Average wait time, \(T_\mathrm {W}\), and the 95th percentile, \(T_\mathrm {W95}\), at each demand level in Berlin

Fig. 10
figure 10

Average wait time, \(T_\mathrm {W}\), and the 95th percentile, \(T_\mathrm {W95}\), at each supply level in Barcelona

The results also show that regardless of the dispatching strategy, the fleets are oversized in both cities. The FCD analysis revealed the demand-to-supply ratio to be around 0.7 requests per vehicle hour for Berlin (most likely due to numerous taxi rides being unregistered, as mentioned Sec. 7), and 1.8 for Barcelona. Figure 11 shows a high quality of service (i.e., \(T_\mathrm {W}< 5.0\) min) is attainable even at the ratio of 2.2 requests per vehicle hour for Berlin and 3.3 for Barcelona. Despite the similarities between both case cities (e.g., the size of both networks), the differences in the dispatching performance are quite visible. This is mainly the effect of scale: as the average distance from a given request to the nearest idle taxi, and from a given taxi to the nearest waiting request, drops with the growing number of idle taxis and waiting requests, respectively.

Fig. 11
figure 11

Average wait time, \(T_\mathrm {W}\), in relation to different demand-to-supply ratios in Berlin and Barcelona

9 Conclusions

Dispatching a fleet of thousands of vehicles in order to serve tens or hundreds of thousands of requests daily, poses a challenging optimization problem. The problem is inherently dynamic, as almost all requests are immediate and without pre-specified destinations.

By means of large-scale microscopic simulation run in MATSim, and the dynamic routing functionality offered by the DVRP module, a realistic simulation model of the taxi services in Berlin and Barcelona was developed. This allowed a detailed benchmarking of two rule-based dispatching strategies to be carried out, out of which the second was able to efficiently serve both low and high demand.

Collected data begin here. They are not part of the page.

PR #505, opened 2019-06-10
stdlib: venv and pyenv

eddies:
This is a follow-on to #429, rebased on master, with a couple updates:

* Only invoke python once to determine the Python version and whether venv is available (since invoking the python interpreter is relatively slow)
* Explicitly check for the existence of virtualenv (since it's not part of the standard library)
* Use pkgutil instead of import to check for the availability of venv and virtualenv so we don't output a multiline traceback to stderr if an import fails*
* Don't export VIRTUAL_ENV if neither venv nor virtualenv are available (for folks who set PS1 with the value of VIRTUAL_ENV to indicate that a virtual environment has been successfully activated, this would otherwise be quite misleading)

This PR also adds `/test/scenarios/inherited/.envrc` to .gitignore, which is generated by `direnv-test.bash`.

Finally, this PR also adds a commit to support [pyenv](/pyenv/pyenv) (like rbenv--in fact, pyenv was forked from it).

\* For example, in Python < 3.3, `python -c "import venv"` yields:
```
Traceback (most recent call last):
  File "<string>", line 1, in <module>
ImportError: No module named venv
```

### DIFF
--- a/.gitignore
+++ b/.gitignore
@@ -7,3 +7,4 @@
 /test/allow
 /test/direnv
 /test/config/direnv/allow
+/test/scenarios/inherited/.envrc
--- a/stdlib.go
+++ b/stdlib.go
@@ -425,9 +425,10 @@ const STDLIB = "#!/usr/bin/env bash\n" +
 	"\n" +
 	"# Usage: layout python <python_exe>\n" +
 	"#\n" +
-	"# Creates and loads a virtualenv environment under\n" +
+	"# Creates and loads a virtual environment under\n" +
 	"# \"$direnv_layout_dir/python-$python_version\".\n" +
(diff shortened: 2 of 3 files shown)


eddies:
This is a separate question that's not exactly to do with this PR, but since I was adding an entry for a test artifact to the .gitignore, I thought I'd ask: shouldn't `stdlib.go` also be in .gitignore (and deleted from the repo), since it's a generated file?

eddies:
@zimbatm anything I can do that would help get this PR merged?

zimbatm:
Sorry for the wait!

`stdlib.go` is checked in to allow users to `go get github.com/direnv/direnv` and it also makes the packager's life a bit easier.

Issue #500, opened 2019-06-04
Using layout_pipenv causes "direnv: error exit status 1" in new directory


metafeather:
**Describe the bug**
Using **`layout_pipenv`** causes `direnv: error exit status 1` in a new directory.

This is due to `layout_pipenv` raising the error when trying to determine if a virtualenv already exists, and `set -e` is activated in the .envrc sub-shell (see #245)

**To Reproduce**
1. `cd $(mktemp -d -t my_python_package)`
2. `touch Pipfile`
3. `echo "layout_pipenv" > .envrc`
4. `direnv allow`
5. `fail: direnv: error exit status 1`

**Expected behavior**
On first run of direnv allow a new virtualenv should be created and activated. On subsequent runs the virtualenv should be activated.

**Desktop (please complete the following information):**
 - OS: MacOS Mojave 10.14.5 using builtin Terminal.app
 - `bash --version`: GNU bash, version 3.2.57(1)-release (x86_64-apple-darwin18)
 - `direnv version (installed via Homebrew): 2.20.1`
 - `pipenv --version (installed via Homebrew): pipenv, version 2018.11.26`

**Additional context**
This is probably not the most common scenario since users probably create the Pipefile using pipenv which implicitly creates the virtualenv. However it is common enough (for my users at least) when checking out a project containing a Pipfile and .envrc.

metafeather:
For end users this issue can be worked around by using `! layout_pipenv` in the .envrc file instead. This causes `set -e` to ignore the error ([ref](https://stackoverflow.com/questions/11231937/bash-ignoring-error-for-a-particular-command))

Combining both simplicity and efficiency, rule-based dispatching is a very attractive and, thus, overwhelmingly popular approach for management of a fleet of taxis in the real world. However, their apparent disadvantage is the limited planning horizon; the selected decision is the best among all possible single moves, without considering potential sequences of moves. Therefore, the authors plan to use the microscopic taxi model of Berlin and Barcelona to study in detail other, more sophisticated dispatching algorithms, the best of which could be later applied to managing a real fleet. The results of the microscopic model will be also useful for providing guidelines to the taxi policy decision makers in both cities about the number of taxis operating in each city.